Monday, November 12, 2012

Celebrating the shoulder shrug


Last week I saw one physiotherapist and two doctors who had not seen me for a few weeks.  Every one of them was very positive and enthusiastic about my newfound (re-found?) ability to shrug my shoulder. "I think that's excellent" and "I'm so excited about this!" were a couple of the comments I received which led me to realise that this shoulder shrug is not just a shoulder shrug.


The last month has been a little better.  I have been deliberately cautious with my exercises, taking the advice that I had not to do anything that was going to aggravate my pain.  When I saw the physio at UPenn in September, his recommendation was to focus on calming the pain because I would never make progress functionally unless my pain was under control.  Initially it felt a bit like I was letting the pain beat me. My shoulder felt tighter and I had a lot of burning pain in my hand (possibly from nerve compression).  I felt that not increasing my exercises was a step backwards instead of going forward.  At the same time I felt like listening to my body also made sense; it was like I had been fighting it for over a year, especially since my surgery, and now I really had to let it guide me.  It took a few weeks to really get my head around this and I certainly didn't get instant results (given up on those!) but now I do feel like it is beginning to work.
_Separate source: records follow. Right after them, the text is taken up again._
PR #408, opened 2019-06-28
ZT redesign UI layout for stream and user search boxes

sumanthvrao:
This tweaks the UI layout my making th following adjustments
* Avoids top border line in user and stream search box
* Rewords the search message in MessageSearch Box to extend to `Search messages: `
* Extend the top-left and top-right borders of central message view to make them look more vertical
redesign_UI_layout

### DIFF
--- a/zulipterminal/ui.py
+++ b/zulipterminal/ui.py
@@ -45,8 +45,8 @@ class View(urwid.WidgetWrap):
     def message_view(self) -> Any:
         self.middle_column = MiddleColumnView(self, self.model, self.write_box,
                                               self.search_box)
-        return urwid.LineBox(self.middle_column, bline="",
-                             title=u'Messages', tline=u'─')
+        return urwid.LineBox(self.middle_column, bline="", title=u'Messages',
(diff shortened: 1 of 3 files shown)


neiljp:
As discussed on the stream, other than seeing more consensus on whether this seems like a slightly cleaner look overall, I think we should also think about the colon (`:`) in the message pane - possibly remove it?

sumanthvrao:
Discussion continued https://chat.zulip.org/#narrow/stream/206-zulip-terminal/topic/Redesign.20Search.20bar.20.26.20msg.20box/near/761496

neiljp:
@sumanthvrao Thanks for getting this idea implemented :+1: As per the discussions on czo I've merged the line changes, but not the textual commit.

I'll close this, since I think we should discuss how to unify the search box designs, and possibly track that via an issue. That could involve updating how we handle the message search, to make the most of space.

neiljp:
#413 is a follow-up to this, which adds some thicker lines to emphasize each column title.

I've also been tolerating more manual manipulation by taking Valium when I go to physio.  It seems to be increasing my range of motion now and my scapula has gone from feeling solid and 'stuck' to feeling more like it is pulling against sticky toffee when I try to move it.  It's really just more torture, but it does seem to be helping!
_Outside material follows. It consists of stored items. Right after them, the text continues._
PR #413, opened 2019-06-30
ui/views: Set title lines in columns in bold

neiljp:
This is something of a follow-up to the recent UI changes in #T408 to keep the columns separated, where it minimized the lines and made the UI more columnar, but now perhaps became a bit less clear which elements were 'titles'.

This small commit emphasizes the Streams, Messages and Users titles, by using a different line around it.


sumanthvrao:
The thicker lines add an awesome touch and are more visually appealing! Great idea @neiljp :)

amanagr:
LGTM!

PR #414, opened 2019-07-02
writebox: Set msg_edit_id to None if user exits from the compose box.

amanagr:
```quote
Looks like there is a bug in the editing message feature we have. To repro :

send a message in a stream
Click e and add some text
Press 'ESC' before you send the message.
Press 'r' on the last message, which you wanted to edit
And type another message and send it
Observe that this message replaces (the original message) and acts as if you were editing the message.
```
Thanks @neiljp and @sumanthvrao for informing. This should fix it.


sumanthvrao:
This fixes the bug for me @amanagr! Looks good :+1:

neiljp:
@amanagr Thanks for the prompt bugfix! While this strictly doesn't lead to dataloss, it's definitely a bug!

Merged with adjusted text, as we discussed in PMs.

PR #418, opened 2019-07-05
Properly handle topic updates.

amanagr:


zulipterminal/model.py
```diff
@@ -714,6 +714,7 @@ def update_rendered_view(self, msg_id: int) -> None:
                 msg_pos = self.msg_list.log.index(msg_w)
                 self.msg_list.log[msg_pos] = new_msg_w
                 self.controller.update_screen()
+                return
```
neiljp: This first commit is mainly tidying/optimizing, I assume?

If we're adding this line, can we make use of this tidying commit to also merged the `else` clause above into this code?

This commit title seems a little unclear (update_message?)

tests/model/test_model.py
```diff
@@ -656,33 +656,35 @@ def test_append_message(self, mocker, user_profile, response,
...
+        }, 2, {
             'subject': 'new subject',
             'content': '<p>new content</p>',
         }),
-        ({}, {
+        ({}, 0, {
             'subject': 'old subject',
             'content': 'old content',
         }),
     ])
```
neiljp: Two of these tests fail after this second commit; perhaps add some ids while you're doing this, and it will make it clearer?

tests/model/test_model.py
```diff
@@ -656,71 +656,110 @@ def test_append_message(self, mocker, user_profile, response,
...
-            expected_message['content']
-        assert model.index['messages'][msg_id]['subject'] == \
-            expected_message['subject']
-        assert model.msg_list.log[0] == mock_msg
-        # Ensure the index shows the message has been updated (edited)
-        assert model.index['edited_messages'] == {msg_id}
+        assert model.index == new_index
         assert model.update_rendered_view.call_count == update_call_count
 
-        # TEST FOR FALSE CASES
```
neiljp: This should be in a separate test, rather than removed completely? eg. `test_update_message_where_message_not_in_index` ?

tests/model/test_model.py
```diff
@@ -656,71 +656,110 @@ def test_append_message(self, mocker, user_profile, response,
...
         assert model.msg_list.log == log
 
-    @pytest.mark.parametrize('response, update_call_count, expected_message', [
+    @pytest.mark.parametrize('response, update_call_count, new_index', [
         ({
             'subject': 'new subject',
             'message_ids': [1],
         }, 1, {
-            'content': 'old content',
+            'messages': {
```
neiljp: For the changes in this third commit, are you broadening the test to show how surrounding messages are affected?

amanagr: yes

tests/model/test_model.py
amanagr: The last commit checks for this case.

tests/model/test_model.py
amanagr: Done!

zulipterminal/model.py
```diff
@@ -708,6 +708,14 @@ def update_rendered_view(self, msg_id: int) -> None:
         for msg_w in self.msg_list.log:
             msg_box = msg_w.original_widget
             if msg_box.message['id'] == msg_id:
+                # Remove the message if it no longer belongs in the current
+                # narrow.
+                if len(self.narrow) == 2 and\
+                        msg_box.message['subject'] != self.narrow[1][1]:
+                    self.msg_list.log.remove(msg_w)
+                    self.controller.update_screen()
+                    return
```
sumanthvrao: should we `return` or `continue` here?

neiljp:
@amanagr I've not been able to test/review this fully again yet, but editing from within ZT does seem to update the headers really well now :tada: (albeit in a little jumpy fashion, perhaps?)

amanagr:
Yeah, it's a little jumpy, but I don't think we can do anything about it?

My pain is still high, but less aggressive and angry pain.  It is more constant, steady, and just about controlled by my painkillers now rather than feeling like it is attacking me all the time.  I have stuck with the very basic exercises - small movements, no pushing anything and taking a day off when I need it - and I am very slowly beginning to see results.


Such as shoulder shrugs…  Last year after I fell I was completely unable to shrug my shoulder.  Every medical person I saw would try to get me to do it and ask me why I wasn't doing it: was it too sore? Not with that movement.  Was it too tight? Nope.  Was something blocking it? Nope.   No-one even considered that the muscles that did that job were no longer even there. (My surgeon says this is because there is a gap in the "medical encyclopaedia" and taps his head as he says that.  The injury is so rare that most medical professionals have never encountered it.  In fact, our friend who is a top neurologist, and who really helped me a lot this year, told me he had "never seen a scapula not move before".)  I didn't even know I wasn't moving it unless I was looking in a mirror.  I simply couldn't tell.  After my surgery, my surgeon said that there was now a 'gap' in my brain - it didn't know how to do certain movements anymore because the muscles had been detached for so long.
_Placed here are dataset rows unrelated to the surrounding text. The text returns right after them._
PR #468, opened 2019-08-25
Displays '(you)' after current user in list with white color

### LINKED ISSUE #437: Display '(You)' beside logged-in-user in user list.
It would benefit to mark  users who has logged-in (yourself) with a slightly different style compared to the rest of the users active (marked in yellow). Currently, we distinguish this subtly as the user name is the top name in the list.

One method was to mark `(YOU)` beside the logged in person, which is what the Web-app uses to distinguish. White color would be preferable.

We handle the logic of storing and sorting the user list in `get_all_users` in `model.py`, Which is likely the function to which the text must be added. Further, coloring schemes can be found in `config/themes.py` to be used for this. 

In case of getting stuck, feel free to join us in #zulip-terminal on [chat.zulip.org](https://chat.zulip.org/#narrow/stream/206-zulip-terminal)

khizirsiddiqui:
Fixes #437 
This PR appends (you) after the current user name in sidebar and gives it a white color.

### DIFF
--- a/zulipterminal/ui_tools/views.py
+++ b/zulipterminal/ui_tools/views.py
@@ -564,6 +564,10 @@ class RightColumnView(urwid.Frame):
                 continue
             unread_count = (self.view.model.unread_counts['unread_pms'].
                             get(user['user_id'], 0))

Learning to do the movements again is strange.  It seems like I should just be able to move the way I always have but every time I get a new exercise, or a new movement to try, it's like my brain is thinking really hard and concentrating on making the muscle move and it's just not working.  When I was younger I loved Matilda by Roald Dahl and was convinced that if I tried hard enough I would also make objects move with my eyes.  I concentrated really hard and tried and tried and tried, but it never worked(!) - it feels a little bit like that, although I think I have a better chance of achieving success this time….  For me, doing  around 40 shoulder shrugs a day for months just to get a really basic movement back doesn't really feel like something to get super excited about.  But seeing it from a few different perspectives this week has made me realise it's not just the shoulder shrugs, it's really what they represent.


It is a tiny movement, a tiny achievement, but it means that I have managed to get that movement back - to rebuild the neuromuscular connections to the extent that I can now do this movement (relatively) easily, quickly and sometimes even subconsciously now.  I really hope that suggests I will manage to do that with all the other movements too.  I know it's going to take a lot more time and lots of hard work, and I was told this week to expect a bumpy road ahead.  So right now, I am going to enjoy feeling a little bit excited about my shoulder shrugs!!


"Success is falling nine times and getting up ten."